Kohnen sprach sich für das »Wiener Modell« aus. Dabei sicherten sich Kommunen Boden, um ihn als günstigen Wohnraum anbieten zu können. Ein Modell, das auch in Bayern Schule machen könnte, wie sie betonte.
Die SPD im Kreis sei seit Jahrzehnten Verfechter einer durch die Kommunen gestützten Wohnraumpolitik, sagte SPD-Kreisvorsitzender Sepp Parzinger. Nicht nur, dass man sich mit der Kreistagsfraktion erfolgreich für den Erhalt der kreiseigenen Wohnbaugesellschaft eingesetzt habe.

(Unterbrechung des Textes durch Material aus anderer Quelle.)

PR #489, opened 2020-03-13
Fixes #28799: Allow calling puppet from inside SCL context

ehelms:
There are a series of changes needed to run the installer within an SCL Ruby context which would allow us to drop older Ruby support all together. This stems from a need to unset the environment and break out of SCL jail to run commands from the Puppet Ruby environment. The set of changes is listed here. There is of course packaging changes required as well that I will include once I have a PR up to show what is required to make this change.

 * https://github.com/theforeman/kafo/pull/250
 * https://github.com/theforeman/kafo_parsers/pull/37

The relevant EL7 packaging changes that would go with it:

 * https://github.com/theforeman/foreman-packaging/pull/4858

### DIFF
--- a/hooks/boot/01-kafo-hook-extensions.rb
+++ b/hooks/boot/01-kafo-hook-extensions.rb
@@ -33,7 +33,7 @@ module HookContextExtension
 
   def apply_puppet_code(code)
     bin_path = Kafo::PuppetCommand.search_puppet_path('puppet')
-    Open3.capture3("echo \"#{code}\" | #{bin_path} apply --detailed-exitcodes")
+    Open3.capture3(*Kafo::PuppetCommand.format_command("echo \"#{code}\" | #{bin_path} apply --detailed-exitcodes"))
   end
 
   def fail_and_exit(message, code = 1)
--- a/Gemfile
+++ b/Gemfile
@@ -1,6 +1,6 @@
 source 'https://rubygems.org'
 
-gem 'kafo', '~> 4.0'
+gem 'kafo', '~> 4.1'
 gem 'librarian-puppet'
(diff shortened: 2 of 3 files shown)


hooks/boot/01-kafo-hook-extensions.rb
```diff
@@ -33,7 +33,7 @@ def ensure_packages(packages, state = 'installed')
 
   def apply_puppet_code(code)
     bin_path = Kafo::PuppetCommand.search_puppet_path('puppet')
-    Open3.capture3("echo \"#{code}\" | #{bin_path} apply --detailed-exitcodes")
+    Open3.capture3(PuppetCommand.format_command("echo \"#{code}\" | #{bin_path} apply --detailed-exitcodes"))
```
ekohl: I've been wondering if we should provide this entire method as a higher level abstraction from Kafo. Thoughts?

ehelms: I thought about it. Right now we, the installer, use this in two places: kafo and kafo_parsers. Kafo requires kafo_parsers so I contemplated putting it all in kafo_parsers (that just felt weird). This only needs to live for the lifespan of EL7 which has only a few Foreman releases left. And really, I see packaging the installer for SCL as a way to get the installer to drop Ruby 2.0 conventions and align El7 and EL8 Ruby versions going forward. So I am inclined towards the least amount of overhead to capture this functionality. Which I why I arrived at putting it in kafo_parsers where its needed and Kafo and then making sure the installer uses Kafo (since it already relies heavily on it).

ekohl (changes requested):
Please require Kafo 4.1:
https://github.com/theforeman/foreman-installer/blob/a3a0fe6dc707ac295eeb6858792f0dda08179ff2/Gemfile#L3

ehelms:
Gemfile is updated

ekohl (approved):
Let's not forget to do the same in packaging :)

PR #491, opened 2020-03-23
Refs #29339 - Reset tuning for foreman-proxy-content scenario

sthirugn:


config/foreman-proxy-content.migrations/200323151921-reset_tuning.rb
```diff
@@ -0,0 +1,2 @@
+scenario[:facts] = {} unless scenario.key?(:facts)
```
ekohl: A common short hand for this in Ruby is
```suggestion
scenario[:facts] ||= {}
```

However, due to https://github.com/theforeman/foreman-installer/blob/develop/config/foreman-proxy-content.migrations/190904144224-set_tuning_fact.rb it's also safe to leave it out.

```suggestion
```

ekohl (commented):
What I normally like to do is explain in the commit message why we're resetting this. For example, add to it:
> 6048fcc67c656025888e226f9e88c74feddeadd2 removed the option to set tuning for foreman-proxy-content. This ensures the tuning is the same for every installation.

In this case I'd also say this PR should be `Refs #29339` rather than fixes since we keep the convention that there's only one `Fixes`.

config/foreman-proxy-content.migrations/200323151921-reset_tuning.rb
sthirugn: I wanted to keep this specific migration safe and not dependent on the previous tuning migration. If for some reason, an advanced user hand edits this configuration, it is probably safe to check and initialize this to { } before acting on it.

ekohl: I'm not opposed to defensive coding and in fact think too often we're not defensive enough so I'm fine with it here.

sthirugn:
@ekohl thank you for the feedback. I updated them all now.

ekohl (approved):
Thanks!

Mit der Initiative »Chiemgau – aber bezahlbar!« habe man nun einen Motor für die Sache »bezahlbarer Wohnraum« aktiviert, der auch im Landkreis Traunstein günstigen Wohnraum generieren soll, bekräftigte der Sprecher der Initiative, Tobias Gasteiger. Bedarfserhebungen hätten gezeigt, dass enorm viel Potenzial im Bestand an Wohnungen und Gebäuden stecke, das genutzt werden müsse. Günstiger kommunaler Wohnraum dürfe nicht mehr »verschleudert« werden, wie dies mit den GBW (Gemeinnützigen Bayerische Wohnbaugesellschaft)-Wohnungen gemacht worden sei, so Parzinger.

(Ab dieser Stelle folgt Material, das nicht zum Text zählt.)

PR #492, opened 2020-03-27
Fixes #29425 - Configure default mongo cache size

sthirugn:
Configuring default mongo cache size to 20% of total memory. See[1]
Otherwise mongo goes onto consume about 50% of total memory. See[2]

[1] https://access.redhat.com/solutions/4505561
[2] https://docs.mongodb.com/manual/core/wiredtiger/#memory-use

### DIFF
--- a/config/foreman.hiera/tuning/common.yaml
+++ b/config/foreman.hiera/tuning/common.yaml
@@ -22,3 +22,6 @@ postgresql::server::config_entries:
   log_line_prefix: '%t '
   log_min_duration_statement: 1000
   log_rotation_size: 200000
+
+mongodb::server::config_data:
+  storage.wiredTiger.engineConfig.cacheSizeGB: "%{facts.kafo.scenario.custom.mongo_cache_size}"
--- a/katello/hooks/pre_commit/13-hiera.rb
+++ b/katello/hooks/pre_commit/13-hiera.rb
@@ -7,10 +7,22 @@ TUNING_SIZES = {
   'extra-extra-large' => { cpu_cores: 48, memory: 256 },
 }.freeze
 TUNING_FACT = 'tuning'.freeze
+MONGO_CACHE_SIZE_FACT = 'mongo_cache_size'.freeze
 
 EXIT_INVALID_TUNING = 101
 EXIT_INSUFFICIENT_CPU_CORES = 102
 EXIT_INSUFFICIENT_MEMORY = 103
+
+# Setting Default Mongo WiredTiger Engine cache size to be 20% of total memory
+# See https://access.redhat.com/solutions/4505561
+# See https://docs.mongodb.com/manual/core/wiredtiger/#memory-use
+current_mongo_cache_size = get_custom_fact(MONGO_CACHE_SIZE_FACT)
+required_mongo_cache_size = (facts[:memory][:system][:total_bytes] * 0.2 / 1024 / 1024 / 1024).round(2)
+if current_mongo_cache_size != required_mongo_cache_size
+  store_custom_fact(MONGO_CACHE_SIZE_FACT, required_mongo_cache_size)
+  # Store the app config to disk
+  kafo.config.configure_application
+end
 
 current_tuning = get_custom_fact(TUNING_FACT)
 if module_enabled?('foreman')


sthirugn:
Local test passed, test procedure:

1. `vagrant up centos7-katello-3.15`
2. Apply the changes from this PR
3. `foreman-installer --scenario katello`
4. Review `journalctl -f`:
 ```console
Mar 27 18:01:33 centos7-katello-3-15.apex.example.com mongod.27017[8441]: [initandlisten] options: { command: [ "run" ], config: "/etc/opt/rh/rh-mongodb34/mongod.conf", net: { bindIp: "127.0.0.1" }, processManagement: { fork: true, pidFilePath: "/var/opt/rh/rh-mongodb34/run/mongodb/mongod.pid" }, security: { authorization: "disabled" }, storage: { dbPath: "/var/lib/mongodb", journal: { enabled: true }, wiredTiger: { engineConfig: { cacheSizeGB: 1.13 } } }, systemLog: { destination: "syslog", quiet: true } }
```
5. Note cacheSizeGB above - cacheSizeGB: 1.13
6. check total memory in system facts
```console
# facter -p memory | grep total_bytes
    total_bytes => 2147479552,
    total_bytes => 6087458816,  <-- this is the system memory info
```
7. 20% of this 6087458816 × (20÷100) ÷ 1024 ÷1024 ÷1024 = 1.133877563 ~ 1.13 matches the above mongo configuration from Step 4.

config/foreman-proxy-content.yaml
```diff
@@ -14,6 +14,7 @@
 :hiera_config: ./config/foreman-hiera.yaml
 :facts:
   tuning: 'default'
+  mongo_cache_size: 1
```
ekohl: Technically this isn't really needed. `get_custom_fact` should return `nil`. `nil != something` so that should store the fact. This is also the upgrade scenario now since there's no migration. The reason we set one for tuning is that there the value is read for the `--tuning` parameter and we need to show something.

ekohl (commented):
Overall it looks good. I've always been wondering about doing this, but then in the postgresql department. We may even be able to drop some of the explicit tuning profile options then.

config/foreman-proxy-content.yaml
sthirugn: good to know this, I was uncomfortable putting a random default value `1` here.

ekohl (approved):

katello/hooks/pre_commit/13-hiera.rb
```diff
@@ -7,11 +7,23 @@
...
 
+# Setting Default Mongo WiredTiger Engine cache size to be 20% of total memory
+# See https://access.redhat.com/solutions/4505561
+# See https://docs.mongodb.com/manual/core/wiredtiger/#memory-use
+current_mongo_cache_size = get_custom_fact(MONGO_CACHE_SIZE_FACT)
+required_mongo_cache_size = (facts[:memory][:system][:total_bytes] * 0.2 / 1024 / 1024 / 1024).round(2)
+if current_mongo_cache_size != required_mongo_cache_size
+  store_custom_fact(MONGO_CACHE_SIZE_FACT, required_mongo_cache_size)
+  # Store the app config to disk
+  kafo.config.configure_application
```
ekohl, line 24: Now that I think about this, this is something we do wrong in the other one as well I think but it should respect noop
```suggestion
  kafo.config.configure_application unless app_value(:noop)
```

ekohl: Ok, it's actually time for weekend. Kafo itself already handles that and there's no need to worry about it here.

sthirugn: ok great thank you for the info.

config/foreman.hiera/tuning/common.yaml
```diff
@@ -22,3 +22,6 @@ postgresql::server::config_entries:
   log_line_prefix: '%t '
   log_min_duration_statement: 1000
   log_rotation_size: 200000
+
+mongodb::server::config_data:
+  storage.wiredTiger.engineConfig.cacheSizeGB: "%{facts.kafo.scenario.custom.mongo_cache_size}"
```
ehelms, line 27: If a user hasn't upgraded to wiredTiger will this configuration option existing be a no-op for them? That is, will it break if not on wiredTiger?

ehelms:
Note, tests have not run yet. Travis is being flaky.

config/foreman.hiera/tuning/common.yaml
sthirugn: it shouldn't. Let me see if I can get an older version of server to test this. It may be tricky to get one though.

sthirugn: I can't get older versions of upstream / downstream boxes to get non-wiredTiger, is there a way to do it properly?

sthirugn: I found an old Satellite 6.3.5 server running mmapv1 and added the following to the custom-hiera.yaml and ran the installer. The mongo service came back up without any issues.
```
mongodb::server::config_data:
  storage.wiredTiger.engineConfig.cacheSizeGB: 2
```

Mittlerweile habe die neue Bundesregierung 800.000 Wohnungen genehmigt, die nur noch gebaut werden müssten, betonte die heimische SPD-Bundestagsabgeordnete und parlamentarische Staatssekretärin für wirtschaftliche Zusammenarbeit und Entwicklung, Dr. Bärbel Kofler. Aber der Bund alleine werde die Situation nicht verbessern können. Auch das Land Bayern und die Kommunen müssten ihren Beitrag leisten, damit auf allen Ebenen »bezahlbarer Wohnraum geschaffen werden kann«, so Kofler.

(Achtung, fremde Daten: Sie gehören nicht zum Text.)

PR #493, opened 2020-03-30
Fixes #29437 - Drop PuppetDB module

ekohl:
The intent was to make it possible to install PuppetDB but there’s no documentation, it’s tricky to set up and we don’t verify it (it may actually be broken). Adding to that, its maintainers are largely unresponsive. Adding support for new distribution versions and other module versions is very painful.

### DIFF
--- a/Puppetfile
+++ b/Puppetfile
@@ -2,7 +2,6 @@ forge 'https://forgeapi.puppetlabs.com/'
 
 # Dependencies
 mod 'puppetlabs/postgresql',         '>= 5.6.0'
-mod 'puppetlabs/puppetdb'
 mod 'theforeman/dhcp',               :git => 'https://github.com/theforeman/puppet-dhcp'
 mod 'theforeman/dns',                :git => 'https://github.com/theforeman/puppet-dns'
 mod 'theforeman/git',                :git => 'https://github.com/theforeman/puppet-git'


tbrisker (approved):
I'm assuming we want this in 2.0-stable as well?

ekohl:
Indeed

mmoll:
Shouldn't we remove the parts in question from puppet-puppet first?

ekohl:
Initially I thought it should still be supported, but the installer shouldn't set it up. Looking at the code in puppet-puppet I'm now thinking about this. I at least started with https://github.com/theforeman/puppet-puppet/pull/732. The upsides are that it cleans things up properly, the downside is a major version bump in the last RC. However, it's breaking because the API changes, not because the changes are large. The installer doesn't really care about this API and only makes it more stable. Let me know what you think.

mmoll:
Technically I'm OK with either way. I don't think many people are using this feature, but it should be prominently indicated that it's removed or broken, I think we didn't announce anything for 2.0 regarding that, yet...

tbrisker:
Would dropping the module in the installer cause issues for puppet-puppet? If not, i'd suggest merging this and cleaning up puppet-puppet for 2.1. If there is risk this will cause the installer to break, i'd suggest postponing this change for 2.1 completely.

ekohl:
Without the linked puppet-puppet PR the `--puppet-server-puppetdb-*` options will cause a compilation error that the `puppetdb::config::master` class isn't found. As long as these options are not used (or technically only `-host`) then it'll be fine. The impact is that users can no longer fully configure the puppetserver to use puppetdb integration, even if the server is remote.

tbrisker:
Would it be possible that these options exist in the answers file and need proper clean up? i'm starting to lean more towards pushing this to 2.1 and not risking breaking something in 2.0 at this stage.

sthirugn:
+1 to push this after 2.0

ekohl:
So 2.1 is coming up and the removal from puppet-puppet was just merged. Thoughts on merging this now?

sthirugn:
+1 to merge

tbrisker (approved):
Please add it to the upgrade warnings, and be prepared to revert if this breaks in some unexpected fun way. 
Thanks @ekohl !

Wie dies auf Landesebene aussehen könnte, beleuchtete Natascha Kohnen. Sie ging auf das »Wiener Modell« ein. Die SPÖ geführte österreichische Hauptstadt habe sich Boden gesichert, um ihn vor Spekulanten zu schützen. Heute schaffe sie damit bezahlbaren Wohnraum in der gesamten Stadt. Über 44.000 Wohnungen seien erst kürzlich neu entstanden, die von vielen Wiener zu »vernünftigen« Preisen bezogen werden können. In Bayern sei zwar schon vieles an Boden veräußert worden, der nun für solche Vorhaben abgehe, aber man verfüge noch über Potenzial, das genutzt werden könne, so Natascha Kohnen. Zuallererst gehöre der immer noch immense Leerstand an Wohnungen genutzt, betonte sie. Außerdem müsste die Bodenpolitik reformiert werden. Kommunen müssten wieder die Möglichkeit bekommen, Boden für bezahlbaren Wohnraum zu bevorraten. Auch über das Erbbaurecht könnten Kommunen Wohnraum in ihrer Hand behalten und so für bezahlbare Mieten sorgen. Und drittens müsse der Mieter geschützt werden.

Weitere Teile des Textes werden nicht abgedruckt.